Lösungen strebt. Der Unruhe, dem Denken, das Köder auslegt, das auch davon

handelt, dass es eine verlorene Sache ist, gilt die Aufmerksamkeit. Gerade

darin kann ja die Modernität Döblins auch liegen: dass man seinem Denken

als einer mehrstimmigen Polarität zusehen kann, dass es in dem, was es anbietet,

nie zu Ende kommen will. So wird sich diese Biographie Alfred Döblins

auch den Falsifikationen widmen, mit denen er sich befasst hat, und seinen

Irrtümern, aus denen er sich herauswand.

Seines Umfangs wegen liegt das Werk dieses Schriftstellers noch immer

wie ein Sperrriegel da und harrt auf eine umfangreiche Gesamtbesichtigung –

mit allen Risiken, die solch ozenaische Bemühung mit sich bringt, der Unschärfe

im einzelnen, der Vorläufigkeit. Eine solche Gesamtschau des Epikers,

Privatmythologen, politischen Schriftstellers und Feuilletonisten wird hier

versucht. Entscheidend ist die Konstellation, die sich als Modell in diesem

Meer an Einzelheiten abzeichnet: der Autor vor seinem Werk, seinem Gegenüber.

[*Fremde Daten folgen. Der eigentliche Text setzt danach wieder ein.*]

PR #3793, opened 2026-06-13
BUG: preserve LinearRing through pickle

### LINKED ISSUE #3785: BUG: LinearRing seems to be pickled as LineString
Hi team

I've been a Python coder for a few years now and have really enjoyed using GeoPandas but I'm still not quite comfortable with branching & editing an open-source repo myself. I was hoping someone could review this potential bug I found when attempting to pickle LinearRings to a Python pickle file. It's quite odd that Points, LineStrings, and Polygons are all pickled & 'unpickled' (if that's the correct word) without any issues but LinearRings seem to be pickled & unpickled as LineStrings. I can't figure out what I'm doing wrong and there seem to be no relevant warnings in the doc or related GitHub Issues. This occurs under Python 3.12.10 & Python 3.13.13 (not tested under Python 3.14). I've tried two methods of pickling, though they may actually equate to the same thing. One is to use the Python standard library 'pickle.dump()' function and the other is to use the pandas '.to_pickle()' method.

This is actually one of the first real GitHub Issues I've ever submitted, so please accept my apologies if it's not written up quite right - your constructive criticism is very welcome.

Many thanks!
Milan.

---
 
- [ YES ] I have checked that this issue has not already been reported.

- [ YES ] I have confirmed this bug exists on the latest version of geopandas.

- [ NO ] (optional) I have confirmed this bug exists on the main branch of geopandas.

---

```python
# IMPORTS
from os import fsync as os_fsync
from pickle import dump as pickle_dump, load as pickle_load
from IPython.display import display as IPython_display_display
import matplotlib as mpl
import shapely as shp
import geopandas as gpd

# Create a GeoSeries of common scalar geometry types
point = shp.Point([0, 0])
linestring = shp.LineString([[1, 0], [2, 1]])
polygon = shp.Polygon(
    shell=[[3, 0], [4, 0], [4, 1], [3, 1], [3, 0]],
    holes=[[[3.25, 0.25], [3.25, 0.75], [3.75, 0.75],
            [3.75, 0.25], [3.25, 0.25]]]
)
linearring = shp.LinearRing([[5, 0], [6, 0], [6, 1], [5, 1], [5, 0]])
simple_gs = gpd.GeoSeries([point, linestring, polygon, linearring])
print(
    "INPUT: Simple geometries defined successfully in memory (Point, " +
    "LineString, Polygon, and LinearRing)"
)

# Write the simple geometries to file
#   Write via Python Standard Library pickle module
simple_geoms_filepath = "test-geopandas-simple-geoms_PSL.pkl"
simple_geoms_file = open(simple_geoms_filepath, mode="wb")
pickle_dump(simple_gs, simple_geoms_file)
simple_geoms_file.flush()
os_fsync(simple_geoms_file)
simple_geoms_file.close()
#   Write via pandas's '.to_pickle()' method
simple_geoms_filepath = "test-geopandas-simple-geoms_pandas.pkl"
simple_gs.to_pickle(simple_geoms_filepath)
#   Print progress message
print("OUTPUT: Simple geometries datafiles written successfully")

# Read the simple geometries from file
#   Read Python SL pickled file
simple_geoms_filepath = "test-geopandas-simple-geoms_PSL.pkl"
simple_geoms_file = open(simple_geoms_filepath, mode="rb")
simple_psl_gs = pickle_load(simple_geoms_file)
simple_geoms_file.close()
#   Read pandas pickled file
simple_geoms_filepath = "test-geopandas-simple-geoms_pandas.pkl"
simple_pd_gs = pd.read_pickle(simple_geoms_filepath)

# Print simple geometries
print(
    "OUTPUT: GeoSeries of simple Shapely geometry objects picked via Python " +
    "Standard Library & reread:"
)
IPython_display_display(simple_psl_gs)
print(
    "\nOUTPUT: GeoSeries of simple Shapely geometry objects picked via " +
    "pandas '.to_pickle()' method & reread:"
)
IPython_display_display(simple_pd_gs)

# Render simple geometries in static plot
#   Plot result from pickling via Python Standard Library
fig_simple_psl, ax_simple_psl = plt.subplots(layout="constrained")
simple_psl_gs.plot(ax=ax_simple_psl);
ax_simple_psl.set_title(
    "Shapely scalar geometry objects after\n" +
    "pickling via Python Standard Library"
);
fig_simple_psl.savefig("test-geopandas-simple-geoms_PSL.svg")
#   Plot result from pickling via pandas '.to_pickle()' method
fig_simple_pd, ax_simple_pd = plt.subplots(layout="constrained")
simple_pd_gs.plot(ax=ax_simple_pd);
ax_simple_pd.set_title(
    "Shapely scalar geometry objects after\n" +
    "pickling via pandas '.to_pickle()' method"
);
fig_simple_pd.savefig("test-geopandas-simple-geoms_pandas.svg")
```

#### Problem description
The problem here is that pickling of a LinearRing doesn't work for either 'pickle.dump()' or 'simple_gs.to_pickle()'. This is evidenced by the final object in the GeoSeries 'simple_gs' being read back from the pickled files as a LineString instead of a LinearRing.

#### Actual output
```
OUTPUT: GeoSeries of simple Shapely geometry objects picked via Python Standard Library & reread:
0                                          POINT (0 0)
1                                LINESTRING (1 0, 2 1)
2    POLYGON ((3 0, 4 0, 4 1, 3 1, 3 0), (3.25 0.25...
3                 LINESTRING (5 0, 6 0, 6 1, 5 1, 5 0)
dtype: geometry
```
Image

```
OUTPUT: GeoSeries of simple Shapely geometry objects picked via pandas '.to_pickle()' method & reread:

0                                          POINT (0 0)
1                                LINESTRING (1 0, 2 1)
2    POLYGON ((3 0, 4 0, 4 1, 3 1, 3 0), (3.25 0.25...
3                 LINESTRING (5 0, 6 0, 6 1, 5 1, 5 0)
dtype: geometry
```
Image

#### Expected output
The final row in the GeoSeries 'simple_gs' is expected to be read back as a LinearRing object, which is the dtype it was originally created to be.

<details>
SYSTEM INFO
-----------
python     : 3.12.10 (tags/v3.12.10:0cc8128, Apr  8 2025, 12:21:36) [MSC v.1943 64 bit (AMD64)]
executable : C:\Users\E38526\AppData\Local\Programs\Python\Python312\python.exe
machine    : Windows-11-10.0.26200-SP0

GEOS, GDAL, PROJ INFO
---------------------
GEOS       : 3.13.1
GEOS lib   : None
GDAL       : 3.11.4
GDAL data dir: C:\Users\E38526\AppData\Local\Programs\Python\Python312\Lib\site-packages\pyogrio\gdal_data\
PROJ       : 9.5.1
PROJ data dir: C:\Users\E38526\AppData\Local\Programs\Python\Python312\Lib\site-packages\pyproj\proj_dir\share\proj

PYTHON DEPENDENCIES
-------------------
geopandas  : 1.1.3
numpy      : 2.2.6
pandas     : 3.0.3
pyproj     : 3.7.1
shapely    : 2.1.2
pyogrio    : 0.12.1
geoalchemy2: None
geopy      : 2.4.1
matplotlib : 3.10.9
mapclassify: 2.10.0
fiona      : 1.10.1
psycopg    : None
psycopg2   : None
pyarrow    : None
</details>

karlhillx:
LinearRing is lost through pickle because GeometryArray serializes via
WKB, which has no LinearRing type code (it roundtrips as a closed
LineString).

Carrying shapely.get_type_id alongside the WKB in the state tuple and
promoting rings back on load preserves the type. The extra tuple element
is backward-compatible with older pickles.

Closes #3785


geopandas/array.py
```diff
@@ -518,12 +518,22 @@ def __setitem__(self, key, value):
...
     def __setstate__(self, state):
         if not isinstance(state, dict):
             # pickle file saved with pygeos
             geoms = shapely.from_wkb(state[0])
+            # older pickles are a 2-tuple without type ids
+            if len(state) > 2:
+                ring_mask = state[2] == shapely.GeometryType.LINEARRING
+                if ring_mask.any():
+                    geoms[ring_mask] = [
+                        shapely.LinearRing(g.coords) for g in geoms[ring_mask]
```
martinfleis: We might be able to vectorise this using get_coordinates and the `shapely.linearrings` builder. See

```py
a = numpy.array([
    shapely.LineString([(0, 0), (1, 1), (0, 1), (0, 0)]),
    shapely.LineString([(0, 0), (1, 1), (0, 1), (0, 0)])
])

c, i = shapely.get_coordinates(a, return_index=True)
shapely.linearrings(c, indices=i)
```

martinfleis (commented):
Thanks! I think there's no harm doing the fix in this way. Could you fix the formatting issues?

geopandas/array.py
karlhillx: Thanks @martinfleis! Both addressed in 881a240:

**Formatting:** ruff-format and ruff-check now pass on both files. The two-line return in `__getstate__` fit on one line, and the test had single quotes + a missing blank line after the import.

**Vectorization:** Switched to `shapely.linearrings(coords, indices=indices)` as you suggested. One caveat I found while testing: `shapely.get_coordinates` drops empty geometries, so if an empty LinearRing is in the mask, `linearrings` returns fewer elements than `ring_mask.sum()` and numpy silently broadcasts the non-empty ring onto every masked position — corrupting the empty ring. I guard against this with `shapely.is_empty(masked).any()` and fall back to the per-geometry list comprehension when empties are present.

Added `test_pickle_preserves_empty_linearring` to cover the edge case. All three pickle tests pass locally.

geopandas/array.py
```diff
@@ -518,12 +518,39 @@ def __setitem__(self, key, value):
...
+            # older pickles are a 2-tuple without type ids
+            if len(state) > 2:
+                ring_mask = state[2] == shapely.GeometryType.LINEARRING
+                if ring_mask.any():
+                    masked = geoms[ring_mask]
+                    # vectorise via shapely.linearrings; fall back to
+                    # per-geometry construction when empties or Z/M
+                    # dimensions are present, since get_coordinates
+                    # drops empty geometries and strips Z/M coordinates
+                    has_z = shapely.has_z(masked)
```
m-richards: The scalar fallback should not be is not needed for 3d coordinates, shapely.get_coordinates has ah  include_z parameter. And from Shapely 2.1, there is an include_m parameter

karlhillx: Thanks, I updated the vectorized path to pass `include_z`, grouped by `has_z` so a global flag can't promote 2D rings to 3D with NaN coordinates. The scalar fallback is now only used for empty geometries and M-coordinate rings: `shapely.linearrings` has no M support (it only knows Z), so M can't be rebuilt vectorized. Added a mixed 2D/3D test to cover the grouping.

jorisvandenbossche:
I assume it will not be that significant, but to be sure, can you measure the performance overhead this adds to pickling / unpickling in the typical case (when there are no linearrings)?

geopandas/array.py
```diff
@@ -518,12 +518,42 @@ def __setitem__(self, key, value):
         #         )
 
     def __getstate__(self):
-        return (shapely.to_wkb(self._data), self._crs)
+        # include type ids so LinearRing (which WKB encodes as LineString) can
+        # be restored on unpickling -- see GH3785
+        return (shapely.to_wkb(self._data), self._crs, shapely.get_type_id(self._data))
```
jorisvandenbossche, line 523: We could consider to keep returning only the first two, conditional on there being any linearrings or not (that keeps the unpickling in the fast path without having to check any type ids)

geopandas/array.py
```diff
@@ -518,12 +518,42 @@ def __setitem__(self, key, value):
...
+                    masked = geoms[ring_mask]
+                    # empty geometries produce no coordinates, and M
+                    # coordinates cannot be rebuilt by shapely.linearrings
+                    # (which only knows Z), so restore those per-geometry;
+                    # otherwise vectorise, grouping by has_z so a global
+                    # include_z cannot promote 2D rings to 3D with NaN
+                    # coordinates
+                    if shapely.is_empty(masked).any() or shapely.has_m(masked).any():
+                        geoms[ring_mask] = [
+                            shapely.LinearRing(g.coords) for g in masked
```
jorisvandenbossche, line 543:
```suggestion
                            shapely.LinearRing(g) for g in masked
```

At the moment this is the same, since the `LinearRing` constructor will (after some checks) get the `.coords` for LineString input. But by using the main constructor we benefit from any improvements on the shapely side (I noticed there is a TODO in the shapely code, which we can easily fix)

jorisvandenbossche:
Can you also add a test with mixed linearring / non-ring geometries? (for both cases of with and without empty/has_z)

Der Autor als Akteur, der handelt, indem er schreibt, aber auch derjenige,

der von seinem Werk gelesen und gezeichnet wird.

Eine Zentralperspektive auf Alfred Döblin verbietet sich von selbst. Angestrebt

ist die Blickweise des Facettenauges: viele Einzelaugen in abweichender

Richtung setzen ein Großbild aus unterschiedlichen Bildpunkten zusammen.

Meine Arbeit war und ist vor allem im Ganzen den Abenteuern verpflichtet,

denen preußische Juden, Existentialisten, anarchische Außenseiter, Emigranten

in mehrfacher Ausprägung, verschollene Meister, Experimentatoren

im abgelaufenen Jahrhundert ausgesetzt waren. Sie haben eine Königsfigur:

Bruno Alfred Döblin, gestorben 1957 im Psychiatrischen Landeskrankenhaus

Emmendingen, dorthin für die letzten drei Wochen verbracht, weil anderswo

für ihn kein Platz zum Sterben sich fand. Von ihr soll erzählt werden.